Task statement -> Give again, word for word, every line below from the one that has "DynamicDeferredCall::new(dynamic_deferred_call_clients)" through the one that has "interfaces: [bulk_echo, bulk_simple]", both included, and no others.

^^^^^^^^^^^^^^^^

PR #2895, opened 2021-11-09
Restructure the USB stack to be more modular

alevy:
_NOTE: this PR includes relatively sweeping changes mostly in new files, though much of the code is borrowed from the modules it aims to replace. As a result, I recommend primarily reading the source tree itself rather than the diff. The relevant design is mostly encapsulated in `capsules/src/usb/{device,configuration,bulk_simple,bulk_echo}.rs` and any changes to other parts of the code are important for review, but mostly ancillary to the proposed design._

### Pull Request Overview

This pull request restructures the USB stack with a different division of responsibilities to allows for more modularity.

#### What's the problem?

Before this PR, the state of the USB stack is functional (thank you very much to those who contributed it, as getting it as functional as it is is no small feat!) but quite ad-hoc. Currently, the stack is structured something like this:

```
                  Board
                   ^
                   |
                   v
              Functional
                driver
                 |   ^
            |-----   |
            v        |
     ClientCtrl      |
         |           |
         v           |
         UsbController
```

A particular board initializes the chip's implementation of `UsbController` as well as a function-specific driver (e.g., CDC-ACM or CTAP, etc) and connects them. Because `UsbController` (correctly) is not virtualized,the functional driver "owns" the controller: it uses the global namespace for configuration, interface and endpoint numbers, it controls the device configuration itself (e.g. vendor/product id, etc).  The functionality to actually support USB enumeration is factored out into ClientCtr, but this is used as a library and because of the high-level structure, there is really no way to modularly construct a device composed of multiple functions (e.g. a device that both provides a serial interface and CTAP HID without writing a new driver that implements both).

A few ad-hoc additions to the stack over time have led to some other minor warts: HID report descriptors are handled by `ClientCtr` meaning even when there is no HID device the USB stacks suffers from the complexity and memory overhead of including that logic; via various copy-paste jobs boards generally claim to be self-powered via their configuration descriptor even though some are very much not (e.g. the nano33ble, which is powered exclusively over USB), and declare an impractically low max current draw.

#### The solution in this PR

This PR proposed a new design of the USB stack that follows a more typical multiplexing stack in Tock and solves most of the existing issues.
```
         Board
        /     \
    Console  Mouse
       ^       ^
      /         \
     v           v
Interface     Interface
       ^       ^
        \      /
         \    /
          \  /
           v
     Configuration   
           ^
           |
           v
        Device
           ^
           |
           v
      UsbController
```

This PR introduces four new components:

  - The `Device` struct, which replaces the `ClientCtl` library but is now the main `usb::Client` that interacts directly with the low-level USB controller. It also now _holds_ information such as the vendor/product ID, strings table, etc and is configured directly from the board (rather than indirectly via function-specific drivers).
  - The `Configuration` trait, which implements "contains" one or more interfaces and is responsible for encoding the configuration descriptor. It's expected that most configurations will simply use the provided `SimpleConfiguration` struct which more or less wraps a slice of `Interfaces`, but it's left as a trait for flexibility (tbd if this is actually necessary). In principle USB supports multiple configurations that the host can switch between (only one can be active at a time), and this design could support that functionality, but in practice it's not clear this is useful enough to implement (for example, I'm not sure if Linux ever chooses anything but the first configuration).
  - The `Interface` trait implements a USB interface (a collection of related endpoints) and is where developers are expected to implement function-specific drivers. The interface trait includes upcalls similar to `usb::Client` with slightly different signatures and semantics. Most notably, endpoint numbers _never_ refer to the absolute endpoint numbers but rather relative indeces in the interface (the `Device` performs this translation).
  - The `Endpoint` struct, which contains an optional buffer (which the `Device` will configure as a buffer for the endpoint during enumeration) and endpoint number (which is determined and written to by the `Device` during enumeration) as well as other meta-data (direction, type, etc).

Enumeration is handled in the Device struct, but deferred to the supplied Configuration for enumerating interfaces, endpoints and any ancillary descriptors (such as Class descriptors or HID reports descriptors). It also handles allocating configuration, interface, and endpoint numbers and routing post-enumeration requests/responses to the appropriate `Interface`.

Most of the existing stack is left in-tact in this PR. The new stack is implemented alongside it along with two actual Interface implementations: BulkSimple and BulkEcho. Both implement Linux's very simple serial interface for prototypes. `BulkSimple` also implements `UartData` and can be used as a UART device (e.g. in the console) while `BulkEcho` implements the echo server implemented for the previous stack in `usbc_client.rs`. Note that both implementations are fairly basic. For example, `BulkSimple` does not drop TX transmissions if USB hasn't connected so, in practice, the caller will block until the host starts reading transmissions over USB. In other words, these implementations are not for production use (unless that's the functionality you want for some reason).

#### Known Warts

The current implementation of this design has some outstanding warts that likely ought to be resolved either before or shortly after merging.

First, `Interface` implementations typically need to signal to the host when an endpoint is either ready to send or receive more data after it returns a `Delay`. Since this might happen out-of-bound of a USB transaction (e.g. when a process gives it a new buffer to send), it needs a reference to something that allows it to do so. For now, BulkSimple accomplishes this by simply requiring an instance of `UsbController` (the same instance as is passed to `Device`) and uses `Endpoint#endpoint_number` as a dynamic argument to `UsbController#resume_{in,out}_endpoint`. This works, but is not very satisfying and probably encourages fairly brittle code since the Interface actually _does_ have full control of the low-level device if it wants. A specialized struct which is provided by `Device` and wraps the particular Endpoint is probably close to the right solution.

Second, there is currently no way to handle CDC-ACM, which has a very unique requirement: a CDC-ACM device actually uses _two_ interfaces (this is required by the USB CDC specification) that are related to each other, where the "control" interface's class descriptors include two descriptors that need to refer to the absolute interface value of the two interfaces (the union descriptor and call management descriptors). I have not yet come up with a clean way to model this without dramatically complicated the stack solely for supporting this edge (as far as I can tell) case. 

### Testing Strategy

The second commit in this PR modifies the nano33ble board to use the new USB stack with multiple BulkSimple instances: one used for process_console and the debug writer via a UartMux and the other used for the console driver. These show up as separate `/dev/ttyUSB*` devices on Linux. You can run `tockloader listen` twice, selecting either device, and they will operate independently.

For this to work, you need to, first, enable the generic usb serial driver:

```
$ sudo modprobe usbserial
```

Then tell it that you want to interpret your device as a usbserial by supplying the vendor and product id (set in the board configuration to 0x6667 and 0xabcd):

```
$ echo 6667 abcd | sudo tee /sys/bus/usb-serial/drivers/generic/new_id
```

I have not tested but very much doubt this will work on any other host operating system. The generic serial driver is meant for prototyping only (https://www.kernel.org/doc/html/latest/usb/usb-serial.html#generic-serial-driver) and I don't think there are equivalents on other OSs.

### TODO or Help Wanted

- [ ] Document, document, document
- [ ] Remove the demonstration commit
- [ ] Solve or avoid the CDC-ACM problem
- [ ] ...

### Documentation Updated

### Formatting

- [ ] Ran `make prepush`.

### DIFF
--- a/boards/nano33ble/src/main.rs
+++ b/boards/nano33ble/src/main.rs
@@ -302,7 +302,7 @@ pub unsafe fn main() {
     //--------------------------------------------------------------------------
 
     let dynamic_deferred_call_clients =
-        static_init!([DynamicDeferredCallClientState; 4], Default::default());
+        static_init!([DynamicDeferredCallClientState; 10], Default::default());
     let dynamic_deferred_caller = static_init!(
         DynamicDeferredCall,
         DynamicDeferredCall::new(dynamic_deferred_call_clients)
@@ -334,6 +334,8 @@ pub unsafe fn main() {
 
     let bulk_simple = static_init!(capsules::usb::bulk_simple::BulkSimple<'static, nrf52::usbd::Usbd>,
             capsules::usb::bulk_simple::BulkSimple::new(&nrf52840_peripherals.usbd));
+    let bulk_echo = static_init!(capsules::usb::bulk_simple::BulkSimple<'static, nrf52::usbd::Usbd>,
+            capsules::usb::bulk_simple::BulkSimple::new(&nrf52840_peripherals.usbd));
     let usb = {
         use capsules::usb::{device, configuration};
         // Create the strings we include in the USB descriptor. We use the hardcoded
@@ -356,32 +358,17 @@ pub unsafe fn main() {
         };
 
         let configuration = configuration::SimpleConfiguration {
-            interfaces: [bulk_simple] as [&dyn configuration::Interface; 1],
+            interfaces: [bulk_echo, bulk_simple] as [&dyn configuration::Interface; 2],
             is_self_powered: false,
             supports_remote_wakeup: false,
             max_power: 50,
             _f: core::marker::PhantomData,
         };
         static_init!(
-            device::Device<'static, nrf52::usbd::Usbd, configuration::SimpleConfiguration<'static, [&'static dyn configuration::Interface; 1]>>,
+            device::Device<'static, nrf52::usbd::Usbd, configuration::SimpleConfiguration<'static, [&'static dyn configuration::Interface; 2]>>,
             device::Device::new(&nrf52840_peripherals.usbd, device_descriptor, configuration, 0x0409))
     };
     kernel::hil::usb::UsbController::set_client(&nrf52840_peripherals.usbd, usb);
-    /*let cdc = components::cdc::CdcAcmComponent::new(
-        &nrf52840_peripherals.usbd,
-        capsules::usb::cdc::MAX_CTRL_PACKET_SIZE_NRF52840,
-        0x2341,
-        0x005a,
-        strings,
-        mux_alarm,
-        dynamic_deferred_caller,
-        Some(&baud_rate_reset_bootloader_enter),
-    )
-    .finalize(components::usb_cdc_acm_component_helper!(
-        nrf52::usbd::Usbd,
-        nrf52::rtc::Rtc
-    ));
-    CDC_REF_FOR_PANIC = Some(cdc); //for use by panic handler*/
 
     // Create a shared UART channel for the console and for kernel debug.
     let uart_mux = components::console::UartMuxComponent::new(bulk_simple, 115200, dynamic_deferred_caller)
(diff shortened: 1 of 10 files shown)


alistair23:
I think cleaning up the USB stack would be great and overall I like this layered direction.

I think we should focus on replacing the current implementation with a new one though. Which then means the CDC-ACM issue needs to be fixed. Having two live along side each other seems like a nightmare to deal with.

alevy:
I agree with @bradjc and @alistair23 that this is not a good solution without also solving CDC-ACM. Any ideas?

There are two approaches that I think could work:

1. Expose more global information to the enumeration functions, such that the CDC-ACM's interfaces can refer to each other's dynamically generated interface numbers in descriptors. I think this can work and is fairly general, but I can't figure out a way for it to not be a super hacky interface, so I don't love this.

2. CDC-ACM would be a special implementation of the Configuration trait that that handles it specially. Just like the default Configuration trait implementation, it could still allow additional interfaces, but the two CDC-ACM interfaces could have a guaranteed interface number since they would be specialized for this Configuration instance. This might entail modifying the current interface a little bit, but I don't think in a problematic way. The downside is that you would need this for every kind of composite device and it wouldn't necessarily be straight forward to combine composite devices (though, every thing can be solved with a layer of indirection). So it's not super general.

3. Surely there is a solution with a different layering or interface that I just haven't thought of.

bradjc:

^^^^^^^^^^^^^^^^

Response ->
         DynamicDeferredCall::new(dynamic_deferred_call_clients)
@@ -334,6 +334,8 @@ pub unsafe fn main() {
 
     let bulk_simple = static_init!(capsules::usb::bulk_simple::BulkSimple<'static, nrf52::usbd::Usbd>,
             capsules::usb::bulk_simple::BulkSimple::new(&nrf52840_peripherals.usbd));
+    let bulk_echo = static_init!(capsules::usb::bulk_simple::BulkSimple<'static, nrf52::usbd::Usbd>,
+            capsules::usb::bulk_simple::BulkSimple::new(&nrf52840_peripherals.usbd));
     let usb = {
         use capsules::usb::{device, configuration};
         // Create the strings we include in the USB descriptor. We use the hardcoded
@@ -356,32 +358,17 @@ pub unsafe fn main() {
         };
 
         let configuration = configuration::SimpleConfiguration {
-            interfaces: [bulk_simple] as [&dyn configuration::Interface; 1],
+            interfaces: [bulk_echo, bulk_simple] as [&dyn configuration::Interface; 2],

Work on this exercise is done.